A (TE)-structure \(\nabla \) over a complex manifold M is a meromorphic connection defined on a holomorphic vector bundle over \({\mathbb {C}}\times M\), with poles of Poincaré rank one along \(\{ 0 \} \times M\). Under a mild additional condition (the so-called unfolding condition), \(\nabla \) induces a multiplication on TM and a vector field on M (the Euler field), which make M into an F-manifold with Euler field.
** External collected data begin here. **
PR #5762, opened 2025-10-17
wip

carles-grafana:
**What this PR does**:

Fixes #<issue number>

**Checklist**
- [ ] Tests updated
- [ ] Documentation added

### DIFF
--- a/pkg/util/tenantid_test.go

By taking the pullbacks of \(\nabla \) under the inclusions \(\{ z\} \times M \rightarrow {\mathbb {C}}\times M\)\((z\in \mathbb {C}^*)\), we obtain a family of flat connections on vector bundles over M, parameterized by \(z\in {\mathbb {C}}^{*}\). The properties of such a family of connections give rise to the notion of (T)-structure. Therefore, any (TE)-structure underlies a (T)-structure, but the converse is not true. The unfolding condition can be defined also for (T)-structures. A (T)-structure with the unfolding condition induces on its parameter space the structure of an F-manifold (without Euler field). After a brief review on the theory of (T)- and (TE)-structures, we determine normal forms for the equivalence classes, under formal isomorphisms, of (T)-structures which induce a given irreducible germ of two-dimensional F-manifolds.

复流形M上的（TE）结构\（\ nabla \）是在\（{\ mathbb {C}} \ times M \}上的全纯矢量束上定义的亚纯连接，庞加莱的极点沿着\（\ {0 \} \ times M \）。在适度的附加条件下（所谓的展开条件），\（\ nabla \）在TM上引起乘法，在M上引起矢量场（欧拉场），这使M成为具有Euler场的F流形。通过在\（\ {z \} \ times M \ rightarrow {\ mathbb {C}} \ times M \）下包含\（\ nabla \）的回调\（（z \ in \ mathbb {C} ^ *）\）中，我们在M上的矢量束上获得了一组平面连接，其参数由\（z \ in {\ mathbb {C}} ^ {*} \参数化。这种连接族的性质引起了（T）-结构的概念。因此，任何（TE）结构都在（T）结构的基础上，但是反之则不成立。展开条件也可以针对（T）结构来定义。具有展开条件的（T）结构在其参数空间上诱导F流形的结构（无欧拉场）。在简要回顾了（T）-和（TE）-结构，我们在（T）-结构的形式同构下确定等价类的正规形式，这些形式诱导给定的不可约二维F-流形细菌。